Not that there was much to look at, in the fog. Apparently home plate lay in the southeast corner. It was from there she heard the plock! of a hit. But all she could discern was second base, which was marked by a park bench. While she watched, a runner loped up to settle on the bench, and the player already seated there rose and caught a ball out of nowhere and threw it back into the mist. Then he sat down again. The runner leaned forward with his elbows on his knees and stared intently toward home plate, although how he hoped to see that far Delia couldn’t imagine.

“Derek Ames,” Belle informed her. “One of our best hitters.”

Delia said, “I would think the statue would get in the way.”

“Oh, George plays shortstop,” Belle said, giggling. “No, seriously: there’s a rule. Bean the statue and you walk to first. It used to count as an automatic run till Rick Rackley moved here. But you know professional athletes: they excel at any sport. It got so every time Rick came to bat, he laid old Georgie low.”

“Rick Rackley’s a professional athlete?”

“Or was, till his knee went. Where’ve you been living-Mars? Of course, his game was football, but believe me, the Blues are lucky to have him on their side. That’s who we’re watching, in case you didn’t know: the Blues versus the Grays. Blues are the new folks in town; Grays have been here all along. Whoops! That sounds to me like a homer.”

Another plock! had broken through from the southeast corner. Delia gazed upward but saw only opaque white flannel. In the outfield, such as it was (a triangle of grass behind second base), one player called to another, “Where’s it headed?”

“Damned if I know,” the second player said. Then, with a startled grunt, he caught the ball as it arrived in front of him. “Got it,” he called to the first man.

“You see it?”

“I caught it.”

“It came down already?”

“Right.”

“Bobby caught that!” the first man shouted toward home plate.

“What say?”

“He caught it,” someone relayed. “Batter’s out.”

“He’s what?”

“He’s out!”

“Where is the batter?”

“Who is the batter?”

Vanessa fed her son another animal cracker. “Fog on Bay Day is kind of a rule here,” she told Delia. “I don’t believe anyone’s ever once got a good look at that game. So! Delia. How do you like working for Zeke Pomfret?”

“Well… he’s okay,” Delia said. She supposed she should have expected that her job would be common knowledge.

“He’s a real fine lawyer, you know. If you decide to go ahead with your divorce, you could do worse than hire Zeke.”

Delia blinked.

“Yes, he did just great with my ex-boyfriend’s,” Belle told her. “And he got Vanessa here’s brother Jip out of jail, when Jip hit a spell of bad luck once.”

“I haven’t given much thought to, um, divorce,” Delia said.

“Well, sure! No hurry! And anyhow, my ex-boyfriend’s case was totally different from yours.”

What did they imagine Delia’s case was? She decided not to ask.

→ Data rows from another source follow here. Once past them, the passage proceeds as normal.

PR #1035, opened 2025-02-18
Fix text view alignment for CJK languages

cjee21:
VCL GUI:
- Select suitable fonts depending on language so that together with https://github.com/MediaArea/MediaInfoLib/pull/2201, proper alignment can be achieved. However, Japanese and Chinese are still slightly misaligned.

Qt GUI:
- Set more preferred fonts so that Qt fallsback to the correct fonts for characters not in the primary font so that together with https://github.com/MediaArea/MediaInfoLib/pull/2201, perfect alignment can be achieved. All CJK languages now have perfect alignment.
- If user sets their own font in Preferences, that will have priority and Qt will only use fonts in preferred list only for characters not available in their chosen font.

Language files:
- Fix Chinese (CN) column size not updated to be coherent with other languages, causing cropped text.


cjee21:
Before: https://github.com/MediaArea/MediaInfo/pull/1032#issuecomment-2661274315

JeromeMartinez:
Thank you.

> However, Japanese and Chinese are still slightly misaligned

Wouldn't it be an issue with the choice of a default font? I guess that some fonts are fine, but it needs some tests (and implementation of font selection in the VCL version).
But fair enough as is, so merged and I'll see later for the font selection.

cjee21:
> Wouldn't it be an issue with the choice of a default font?

I used same font on VCL, Qt and Notepad... Only the VCL is still misaligned. No idea.

Arabic looks completely messed up on both GUIs and in different ways on both.

PR #1037, opened 2025-02-21
Fix MediaInfo-Qt ARM64 CI

cjee21:
Turns out the CI did not actually build the ARM64 version of Qt GUI. Qt uses batch file for ARM64 `qmake` which links to x64 exe `qmake`. So a `call` is needed infront of qmake call for ARM64 else the command(s) in the following line(s) will not be executed.


JeromeMartinez:
Good catch!

PR #1038, opened 2025-02-22
Qt GUI: Add Conformance glossary button

cjee21:
Just remembered there is this button. Now Qt GUI also has it though the webpage that the button leads to appears to have nothing.

Screenshot 2025-02-22 175734


cjee21:
Ah forgot that this is cross-platform so need something for ShellExecute on Linux...

JeromeMartinez:
Checking the changes, do Qt translation files change so much each time you add a line of code? It is creating a strong dependency of commits and also a big Git log for any small change...
I was already not happy with the VCL translation files (too big, too many change for any translation) but now it becomes even bigger (translation files update even with translation update) :(.

JeromeMartinez:
> appears to have nothing.

It is currently broken, I need to fix that ASAP.

cjee21:
> Checking the changes, do Qt translation files change so much each time you add a line of code? It is creating a strong dependency of commits and also a big Git log for any small change... I was already not happy with the VCL translation files (too big, too many change for any translation) but now it becomes even bigger (translation files update even with translation update) :(.

Other then the new string for the button, the lines of code changes but even if those are wrong the app still works. I think that is for Qt Linguist so that it can show where the string comes from for translators to refer.

Maybe we remove translation files from git and generate them on every build?

JeromeMartinez:
> Maybe we remove translation files from git and generate them on every build?

I think so. Actually also for the big all in one file (I actually use it only as an intermediate file) but the code for creating it is awful, on my todo list. And same for the macOS translation files. In the meantime, having a script for creating the the Qt translation files may be better and a first step in the expected direction for the source code.

cjee21:
But the generation script will have to work cross-platform in that case... 🤔

JeromeMartinez:
> But the generation script will have to work cross-platform in that case... 🤔

For the first langage files (the csv ones), I use... C++ as crossplatform script :).

cjee21:
Rebased

PR #1039, opened 2025-02-22
Qt GUI: Remove translations files from Git and generate them before build instead + remove WebView2 SDK version dependency

cjee21:


cjee21:
> Is it difficult to avoid to rely on a very specific version of Qt?

There should be no problem buulding it with different versions of Qt though recently I only tested with latest. Just that need at least 6.5 for Windows dark mode support and 6.8 for official MSVC2022 (the older one with MSVC2019 is actually compatible with MSVC2022 too).

For the CI, the reason for the version hardcode is due to the path to some Qt executables contain the version.

cjee21:
I'll modify CI with a variable for version so that easier to change.

cjee21:
Removed version dependencies for Qt and WebView2. Now only one env var in CI for Qt version that is set to latest version of Qt 6 which results in using the pre-release 6.9.0 currently.

JeromeMartinez:
> Removed version dependencies for Qt and WebView2.

Thank you.

>  Now only one env var in CI for Qt version that is set to latest version of Qt 6 which results in using the pre-release 6.9.0 currently.

Totally fine (and better, actually, no need of any manual update and we anticipate issues).

PR #1041, opened 2025-02-28
configure.ac: Use proper $PKG_CONFIG variable.

navi-desu:
Necessary for cross-compilation to work, where pkg-config will be set to ${CHOST}-pkg-config.


JeromeMartinez:
Thanks.

PR #1045, opened 2025-03-02
Qt GUI: Improvements

cjee21:
- Add ability to resolve Windows `.lnk` shortcuts
- Make sheet view vertical split resizable
- Make contents of Preferences window auto resize when window is manually resized to make use of available window space.
- Add missing refresh after changing current view after Preferences are changed. It may appear to work without refresh after translations commit added a refresh in the language change event but that should not be relied upon for this purpose.
- Ensure created C++ objects are deleted
- Fix type comparison warning
- Remove outdated Qt MSVC2022 project that no longer works. Instead, make changes to Qt project file and add a cmd script that can generate a working MSVC2022 project when needed.


JeromeMartinez:
thanks.

> Remove outdated Qt MSVC2022 project that no longer works.

True, so let's do this way.

cjee21:
A test build of MediaInfo Qt GUI in MSIX is available here: https://github.com/cjee21/MediaInfo/actions/runs/14009285448

Since it is unsigned, it can be installed on Windows 11 with the following command in an Administrator PowerShell:
```powershell
Add-AppxPackage -Path MediaInfo_Qt_Windows_x64.msix -AllowUnsigned
```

Belle was rummaging through her big purse. She pulled forth a pale-green bottle and a stack of paper cups. “Wine?” she asked the others. “It’s a screw top. Don’t tell Polly Pomfret. Yes, Norton’s case was so straightforward, for one thing. He’d only been married a year. In fact, we met on his first anniversary. Met at a Gamblers’ Weekend Special in Atlantic City, where he’d brought his wife to celebrate. He and I just sort of… gravitated, you know?” She passed Delia a cup of white wine. “It helped that his wife was one of those people who end up soldered to their slot machines. So one-two-three I move to Bay Borough, and we rent a little apartment together, and Zeke Pomfret goes to work on Norton’s divorce.”

The wine had a metallic aftertaste, like tinned grapefruit juice. Delia cradled the cup in both hands. She said, “I’m not really planning anything that definite just yet.”